Zur Sache: Die wahren Kosten des Bürgergelds (The Pioneer)
Michael Graf von Bassewit, 25.08.2025, 5 Min
„Der
Sozialstaat, wie wir ihn heute haben, ist mit dem, was wir
volkswirtschaftlich leisten, nicht mehr finanzierbar“, sagte
Bundeskanzler Friedrich Merz auf dem Landesparteitag der CDU in Niedersachsen am Wochenende.
Er kündigte harte Debatten mit dem Koalitionspartner SPD an.
Er kündigte harte Debatten mit dem Koalitionspartner SPD an.
CSU-Chef Markus Söder pflichtet bei: Im Sommerinterview am Sonntag sagte er: Im Bürgergeld brauche es eine „völlige Veränderung“.
Vor der Diskussion die Fakten: Wie viel kostet das Bürgergeld?
Die Zahlen, offiziell:
Das Bürgergeld hat 2024 laut Bundesagentur für Arbeit (BA) 46,9
Milliarden Euro gekostet. Das sind rund vier Milliarden Euro mehr als im
Vorjahr. Und rund zehn Prozent des ganzen Haushalts.
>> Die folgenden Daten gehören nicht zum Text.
PR #240, opened 2023-02-05
Mdarray to mdspan

crtrott:
Had to fix also the return type of the extents and mapping function (to what it already is in the latest paper revision),

### DIFF
--- a/include/experimental/__p1684_bits/mdarray.hpp
+++ b/include/experimental/__p1684_bits/mdarray.hpp
@@ -407,7 +407,7 @@ public:
   MDSPAN_INLINE_FUNCTION static constexpr rank_type rank_dynamic() noexcept { return extents_type::rank_dynamic(); }
   MDSPAN_INLINE_FUNCTION static constexpr size_t static_extent(size_t r) noexcept { return extents_type::static_extent(r); }
 
-  MDSPAN_INLINE_FUNCTION constexpr extents_type extents() const noexcept { return map_.extents(); };
+  MDSPAN_INLINE_FUNCTION constexpr const extents_type& extents() const noexcept { return map_.extents(); };
   MDSPAN_INLINE_FUNCTION constexpr index_type extent(size_t r) const noexcept { return map_.extents().extent(r); };
   MDSPAN_INLINE_FUNCTION constexpr index_type size() const noexcept {
 //    return __impl::__size(*this);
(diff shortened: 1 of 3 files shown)


include/experimental/__p1684_bits/mdarray.hpp
```diff
@@ -405,7 +407,7 @@ class mdarray {
   MDSPAN_INLINE_FUNCTION static constexpr rank_type rank_dynamic() noexcept { return extents_type::rank_dynamic(); }
   MDSPAN_INLINE_FUNCTION static constexpr size_t static_extent(size_t r) noexcept { return extents_type::static_extent(r); }
 
-  MDSPAN_INLINE_FUNCTION constexpr extents_type extents() const noexcept { return map_.extents(); };
+  MDSPAN_INLINE_FUNCTION constexpr const extents_type& extents() const noexcept { return map_.extents(); };
```
mhoemmen, line 410: This made me realize that [[mdspan.layout.reqmts]](http://eel.is/c++draft/mdspan.layout.reqmts) specifies that `.extents()` returns `const extents_type&`, but `layout_{left,right}_padded::mapping::extents` in P2642 returns `extents_type`.

I think that's OK here even for noncompliant layout mappings like `layout_{left,right}_padded::mapping`, because this is an example of lifetime extension, but we should talk about that in the context of P2642 at some point.

include/experimental/__p1684_bits/mdarray.hpp
```diff
@@ -72,6 +72,8 @@ class mdarray {
   using container_type = Container;
   using mapping_type = typename layout_type::template mapping<extents_type>;
   using element_type = ElementType;
```
mhoemmen, line 74: Would you consider implementing the Mandates on `ElementType` ("a complete object type that is neither an abstract class type nor an array type")?

```suggestion
  static_assert(std::is_same_v<std::remove_cv_t<ElementType>, ElementType> &&
    ! std::is_abstract_v<ElementType> &&
    ! std::is_array_v<ElementType>);
  using element_type = ElementType;
```

I think we can even check whether `ElementType` is a complete type, by tricks like [the one explained here](https://devblogs.microsoft.com/oldnewthing/20190710-00/?p=102678).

Für Regelsätze und Sozialbeiträge wurden demnach 22,1 Milliarden Euro ausgegeben – ein Plus von 2,5 Milliarden Euro.
Die Kosten für Wohnen und Heizen kletterten um eine Milliarde Euro auf 17,7 Milliarden Euro.
Auch die Kommunen beteiligen sich an Unterkunftskosten. Das kostete fast 400 Millionen Euro mehr als im Vorjahr – insgesamt 6,9 Milliarden Euro.
Das
sind die Zahlen der Bundesagentur für Arbeit. Dazu kommen allerdings
Milliarden Euro an weiteren Kosten, die nicht genannt werden.
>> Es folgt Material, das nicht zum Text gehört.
PR #241, opened 2023-02-07
Bugfix: MSVC /Zc:preprocessor

MattEding:
Make MSVC compile when using a standards conforming preprocessor.
See https://learn.microsoft.com/en-us/cpp/preprocessor/preprocessor-experimental-overview


crtrott (approved):

mhoemmen (approved):
Thanks for the fix!

PR #825, opened 2015-04-16
JBTM-2367 Moved ClassloadingUtility to common folder

tomjenkinson:


mmusgrov:
The PERF failure was caused by JBTM-2368 which is now fixed. It is in the perf repo so you do not need to rebase.

PR #826, opened 2015-04-17
Revert "JBTM-2356. RTS integration recovery test"

Gytis:
This reverts commit 5b278de35b9095a27e27514cca4eea51d8e231cf.


Gytis:
I don't remember what was the agreement on reviewing PRs with reverted commits. But just in case I'm assigning you, @mmusgrov

mmusgrov:
It looks like you just reverted the test but not the fix - was that intentional?

Gytis:
yes, there are two commits. One with the fix and unit test. And another with integration test.
Do you think that I should revert fix too? It's here fyi https://github.com/jbosstm/narayana/commit/530344c33714086f3fd4e3b0b3341e543f35f34b

Gytis:
I did it because, my current suspicion is that the problem is in the integration test. What do you think?

mmusgrov:
I thought you were committing a fix without a test but the other commit you refer to, namely 530344c, does contain a test for:
    // Transaction should not be removed because of the failure
in CoordinatorTest#testFailureInSecondParticipantDuringCommit. So that seems like a reasonable basic test for the fix. How about raising a new JIRA for the integration test and link it to the current JIRA.

Gytis:
But I am removing that integration test. Also Tom suggested last week to reuse JBTM-2356 for the integration test if I put it back in in the future, since it's only a test

mmusgrov:
@Gytis No that is not true you are not reverting it. The test I refer to ( CoordinatorTest#testFailureInSecondParticipantDuringCommit.) is in the same commit that has the fix (it is not in this PR that is doing the revert). But what I am saying is that this unit test will probably be good enough from a process point of view.

@tomjenkinson JBTM-2356 is the bug and Gytis is submitting a fix for that (commit 530344c) without a proper integration test. We need to be track his progress on that, hence either JBTM-2356 is left unresolved or Gytis raises a separate JIRA for the integration test.

Gytis:
ok I agree, I think new JIRA to add integration test would be good

PR #827, opened 2015-04-17
JBTM-2363 Blacktie c++ tx client build build failure

zhfeng:
NO_TEST

### DIFF
--- a/blacktie/tx/src/main/cpp/HttpTxManager.cxx
+++ b/blacktie/tx/src/main/cpp/HttpTxManager.cxx
@@ -207,7 +207,7 @@ bool HttpTxManager::recover(XAWrapper *resource)
 	if (ri.status_code == 200) {
 		LOG4CXX_DEBUG(httptxlogger, "recovery: told TM about participant "
 			<< resource->get_name() << " xid: " << xid);
-
+		_branches.erase(resource->get_name());
 		return true;
 	} else {
 		// TODO what about the other HTTP codes
@@ -379,6 +379,7 @@ bool HttpTxManager::handle_request(
 					LOG4CXX_DEBUG(httptxlogger, "Return 200 OK with body: " <<
 						status << " XA status: " << res);
 					code = 200;
+					_branches.erase(branch->get_name());
 					break;
 				case XAER_PROTO:
 					// TODO Do all PROTO errors mean rollback for example (at least with ORACLE)
--- a/blacktie/tx/src/test/cpp/TestTransactions.cxx
+++ b/blacktie/tx/src/test/cpp/TestTransactions.cxx
@@ -512,6 +512,7 @@ void TestTransactions::test_wait_for_recovery()
 {
 	int nsecs = 180;
 	int nrecs, nrecs1 = count_log_records();
+	const int SLEEP_INTERVAL = 10;
 	fault_t fault2 = {0, 102, O_XA_COMMIT, XA_OK, F_CB, (void *) recovery_cb2};
 	fault_t fault3 = {0, 102, O_XA_ROLLBACK, XA_OK, F_CB, (void *) recovery_cb2};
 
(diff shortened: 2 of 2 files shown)


blacktie/tx/src/test/cpp/TestTransactions.cxx
```diff
@@ -527,11 +527,14 @@ void TestTransactions::test_wait_for_recovery()
...
-	while ((rcCnt2 == 0 || (nrecs = count_log_records()) == nrecs1) && nsecs != 0) {
-		if (nsecs-- % 10 == 0) {
-			btlogger("TestTransactions::test_run_recovery sleeping for %d seconds", nsecs);
+	nrecs = count_log_records();
+	if(nrecs > 0 ) {
+		while ((rcCnt2 == 0 || (nrecs = count_log_records()) == nrecs1) && nsecs != 0) {
+			if (nsecs-- % 10 == 0) {
+				btlogger("TestTransactions::test_run_recovery sleeping for %d seconds", nsecs);
+			}
+			doSix(1);
```
mmusgrov: The previous test makes no sense unless you move the sleep (doSix) inside the if block

blacktie/tx/src/test/cpp/TestTransactions.cxx
```diff
@@ -527,11 +527,14 @@ void TestTransactions::test_wait_for_recovery()
 	(void) dummy_rm_add_fault(fault2);
 	(void) dummy_rm_add_fault(fault3);
 	BT_ASSERT_EQUAL(TX_OK, tx_open());
-	while ((rcCnt2 == 0 || (nrecs = count_log_records()) == nrecs1) && nsecs != 0) {
-		if (nsecs-- % 10 == 0) {
-			btlogger("TestTransactions::test_run_recovery sleeping for %d seconds", nsecs);
+	nrecs = count_log_records();
+	if(nrecs > 0 ) {
+		while ((rcCnt2 == 0 || (nrecs = count_log_records()) == nrecs1) && nsecs != 0) {
```
mmusgrov: This test is waiting for recovery to happen. The test for recovery is the negation of the first condition:
    (rcCnt2 == 0 || (nrecs = count_log_records()) == nrecs1)
I think the intent of the second condition (ie nsecs != 0) is to only wait for a maximum of nsecs seconds before giving up. But the way the if condition is written means that the loop will always wait for nsecs but the loop should terminate as soon as recovery is detected (ie when the first condition is false). Why not something similar to:

		const int SLEEP_INTERVAL = 10;
		
		for (int i = 0; i < nsecs; i += SLEEP_INTERVAL) {
			if (rcCnt2 == 0 || (nrecs = count_log_records()) == nrecs1)
			    break;
			btlogger("TestTransactions::test_run_recovery sleeping for another %d seconds", SLEEP_INTERVAL);
			doSix(SLEEP_INTERVAL)
		}

blacktie/tx/src/main/cpp/HttpTxManager.cxx
```diff
@@ -207,7 +207,7 @@ bool HttpTxManager::recover(XAWrapper *resource)
 	if (ri.status_code == 200) {
 		LOG4CXX_DEBUG(httptxlogger, "recovery: told TM about participant "
 			<< resource->get_name() << " xid: " << xid);
-
+		_branches.erase(resource->get_name());
```
mmusgrov: Well spotted.

I think we should also be removing the branch after a successful commit or abort. Do you agree?

blacktie/tx/src/test/cpp/TestTransactions.cxx
zhfeng: Thanks Mike,

the rcCnt2 > 0 means that the recovery_cb2 () has been called but it still needs to wait for removing the transaction logs. So I think the if condition should be
``` 
if ((nrecs = count_log_records()) < nrecs1)
    break;
```

blacktie/tx/src/main/cpp/HttpTxManager.cxx
zhfeng: I agree and will take a look at the codes

blacktie/tx/src/main/cpp/HttpTxManager.cxx
```diff
@@ -379,6 +379,7 @@ bool HttpTxManager::handle_request(
 					LOG4CXX_DEBUG(httptxlogger, "Return 200 OK with body: " <<
 						status << " XA status: " << res);
 					code = 200;
+					_branches.erase(branch->get_name());
```
zhfeng: I add  to remove the branch

mmusgrov: OK I think that should be enough.

blacktie/tx/src/main/cpp/HttpTxManager.cxx
mmusgrov: This change is wrong (see Amos' comment on the associated JIRA JBTM-2363)

blacktie/tx/src/main/cpp/HttpTxManager.cxx
mmusgrov: Similarly here too - this change is wrong (see Amos' comment on the associated JIRA JBTM-2363)

blacktie/tx/src/main/cpp/HttpTxManager.cxx
zhfeng: I think this change looks good

blacktie/tx/src/main/cpp/HttpTxManager.cxx
zhfeng: this change is wrong as the branch looks like it has been delete after calling the do_commit or do_rollback. I have a fix in https://github.com/jbosstm/narayana/pull/828

PR #828, opened 2015-04-22
JBTM-2363 Update to fix the bug of removing the branch

zhfeng:

### DIFF
--- a/blacktie/tx/src/main/cpp/HttpTxManager.cxx
+++ b/blacktie/tx/src/main/cpp/HttpTxManager.cxx
@@ -379,7 +379,6 @@ bool HttpTxManager::handle_request(
 					LOG4CXX_DEBUG(httptxlogger, "Return 200 OK with body: " <<
 						status << " XA status: " << res);
 					code = 200;
-					_branches.erase(branch->get_name());
 					break;
 				case XAER_PROTO:
 					// TODO Do all PROTO errors mean rollback for example (at least with ORACLE)


blacktie/tx/src/main/cpp/HttpTxManager.cxx
```diff
@@ -379,7 +376,7 @@ bool HttpTxManager::handle_request(
 					LOG4CXX_DEBUG(httptxlogger, "Return 200 OK with body: " <<
 						status << " XA status: " << res);
 					code = 200;
-					_branches.erase(branch->get_name());
+					_branches.erase(wid);
```
mmusgrov: The logic for cleaning up branches is driven from the resources (in XAWrapper using the method XAWrapper::set_complete). Please can you explain why you think that code is not working.

zhfeng: yeah, the XAResourceManager::set_complete(XAWrapper* resource)
https://github.com/jbosstm/narayana/blob/master/blacktie/tx/src/main/cpp/XAResourceManager.cxx#L328

it delete the ra and the branch->get_name() could get the wrong memory reference.

mmusgrov: So do you agree that the fix is wrong. I still think we need to find the root cause. The intent is to clean up branches from two places:

* during normal processing XAWrapper::set_complete does the clean up
* during recovery XAResourceManager::recover does the clean up

What do you mean by your second comment. Can you point me at the exact bit of code you are referring to.

XAResourceManager::recoverRTS

mmusgrov: You applied a fix to erase the branch here:
https://github.com/jbosstm/narayana/blob/master/blacktie/tx/src/main/cpp/HttpTxManager.cxx#L210
but that was not required since the branch was already cleaned here:
https://github.com/jbosstm/narayana/blob/master/blacktie/tx/src/main/cpp/XAResourceManager.cxx#L187

mmusgrov: When I wrote the recovery clean up code I see I added the following comment:
    
    // TODO have we caught all race conditions - recover can cause ra to call back
    // here via XAResourceManager::set_complete

I am just guessing but is it possible that we are seeing such a race condition?

zhfeng: no, I don't thinks so. I agree that the fix was wrong and the root cause might be the variable _branches in HttpTxManager and branches_ in XAResourceManager look like not sync. when XAResourceManager clean the branches and there were still the references in the HttpTxManager. I just wonder that why we need to have these two ?

zhfeng: https://github.com/jbosstm/narayana/blob/master/blacktie/tx/src/main/include/HttpTxManager.h#L56
```
 typedef std::map<std::string, XAWrapper*> XABranchMap;
 XABranchMap _branches;
```
https://github.com/jbosstm/narayana/blob/master/blacktie/tx/src/main/include/XAResourceManager.h#L61
```
typedef std::map<XID, XAWrapper *> XABranchMap;
XABranchMap branches_;
```
It looks like duplicated ?

mmusgrov: The one in XAResourceManager if for recovering branches and the one in HttpTxManager is for active branches. I think I separated them out because XAResourceManager is the class that drives recovery (and not HttpTxManager). If they need to be in synch then maybe we could revisit the design (but I am not sure they do need to be in synch).

You said TestTransactions::test_recovery() failed with SIGABORT - do you know which bit of code was responsible for that?

mmusgrov: Also the key types are different because HttpTxManager and XAResourceManager need to keep track of XA resources for different reasons.

zhfeng: * https://github.com/jbosstm/narayana/blob/master/blacktie/tx/src/main/cpp/XAResourceManagerFactory.cxx#L213
run_recovery after createRMs
* https://github.com/jbosstm/narayana/blob/master/blacktie/tx/src/main/cpp/XAResourceManagerFactory.cxx#L172
resource manager is running recovery
* https://github.com/jbosstm/narayana/blob/master/blacktie/tx/src/main/cpp/XAResourceManager.cxx#L183
 calling txMangaer to send the recovery to the TM
1. the TM return 404 before merging the fix of JBTM-2356 and return false
2. the TM return 200 when merging the fix of JBTM-2356 and return true. So the rm delete the branch as it has been recovered but the HttpTxManager has still contains this branch.
https://github.com/jbosstm/narayana/blob/master/blacktie/tx/src/main/cpp/XAResourceManager.cxx#L189
3. when HttpTxManager::request_handler() receive the COMMIT 
https://github.com/jbosstm/narayana/blob/master/blacktie/tx/src/main/cpp/HttpTxManager.cxx#L349
the branch pointer should have been deleted and the SIGABORT happens.

Does it clear ?

zhfeng: I propose to add the removing function in the HttpTxManager and when the XAResourceManager deletes the branch, it notifies the HttpTxManager to remove it too.
```
void HttpTxManager::remove_branch(const char * name) {
    _branches.erase(name); // does it need to add the lock ?
}
```
https://github.com/jbosstm/narayana/blob/master/blacktie/tx/src/main/cpp/XAResourceManager.cxx#L189
```
bool XAResourceManager::recoverRTS(XID& bid, const char* rc) {
...
    atmibroker::tx::TxManager::get_instance()->remove_branch(ra->get_name());
    delete ra;
}
```
https://github.com/jbosstm/narayana/blob/master/blacktie/tx/src/main/cpp/XAResourceManager.cxx#L328
```
void XAResourceManager::set_complete(XAWrapper* resource) {
...
    LOG4CXX_TRACE(xarmlogger, (char*) "removing branch");
    atmibroker::tx::TxManager::get_instance()->remove_branch(ra->get_name());
    delete ra;
}
```

zhfeng: Does it make sense ?

mmusgrov: The analysis you gave makes sense except at the third bullet. After that call your original fix will delete the branch at
https://github.com/jbosstm/narayana/blob/master/blacktie/tx/src/main/cpp/HttpTxManager.cxx#L210

mmusgrov: I think the fix at line:
https://github.com/jbosstm/narayana/blob/master/blacktie/tx/src/main/cpp/HttpTxManager.cxx#L382
is the culprit.

zhfeng: sure, I will try this fix.

mmusgrov:
Looks like the fix worked.

zhfeng:
OK, I will merge it.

1. Krankenkassenkosten für Arbeitslose
Derzeit
überweist der Bund knapp 140 Euro pro Bürgergeldempfänger an die
Jobcenter. Das deckt aber nur 39 Prozent der tatsächlichen Kassenkosten.
Die übrigen 61 Prozent zahlen die Versicherungen und damit die
Versicherten. Die gesetzlichen Krankenkassen zahlen laut ihrem
Spitzenverband zusätzlich rund zehn Milliarden Euro im Jahr für Bürgergeldempfänger.
2. Alters-Bürgergeld
Wer
über sein Arbeitsleben hinweg nicht genug in die Rentenkassen gezahlt
hat, erhält eine Grundsicherung im Alter. Auf diese Leistungen, die
vollständig aus Erstattungsmitteln des Bundes an die Länder finanziert
werden, entfielen im vergangenen Jahr nach Angaben des
Bundesministeriums für Arbeit und Soziales 11,4 Milliarden Euro. Sie wuchsen im Vergleich zum vorangegangenen Jahr um 13,3 Prozent.
3. Bürokratie der Jobcenter
Die Jobcenter erhielten 2024 rund 8,95 Milliarden Euro
Steuergelder für die Vermittlung der rund 5,5 Millionen
Bürgergeldempfänger. Dabei floss der Großteil nicht in die Vermittlung,
sondern in die Verwaltung, wie eine Auswertung der BA der Zahlen aus
2023 für The Pioneer zeigt.
Konkret: Weniger als ein
Drittel des Gesamtbudgets floss in die Eingliederungsleistungen. Dazu
zählen alle Maßnahmen, die Arbeitslosen in Jobs verhelfen sollen, und
Personalkosten. Die übrigen 67 Prozent des Budgets – rund 5,2 Milliarden
Euro – flossen in die Verwaltung der Jobcenter selbst.
Das
Jobcenter Tirschenreuth in der Oberpfalz schluckte sogar über 88 Prozent
seines Budgets. Und auch im größten Jobcenter Deutschlands in Hamburg
fließen von rund 361 Millionen Euro Budget im Jahr rund 51 Prozent in
die Verwaltung. Überhaupt nur zwei Jobcenter nutzen weniger als die
Hälfte ihres Geldes für die Selbsterhaltung: Gelsenkirchen und
Mönchengladbach (48,4 und 49,8 Prozent Verwaltungskostenanteil an
Ausgaben). Ein klarer Trend: Je kleiner das Jobcenter, desto höher
werden dessen proportionale Verwaltungskosten.
Fazit: Auf
die rund 47 Milliarden Euro Kosten, die meist die Grundlage der
Diskussion um das Bürgergeld bilden, kommen nochmal über 30 Milliarden
an versteckten Kosten drauf. Das muss die Bundesregierung nicht nur
wissen, sondern bei den angekündigten Reformen angehen.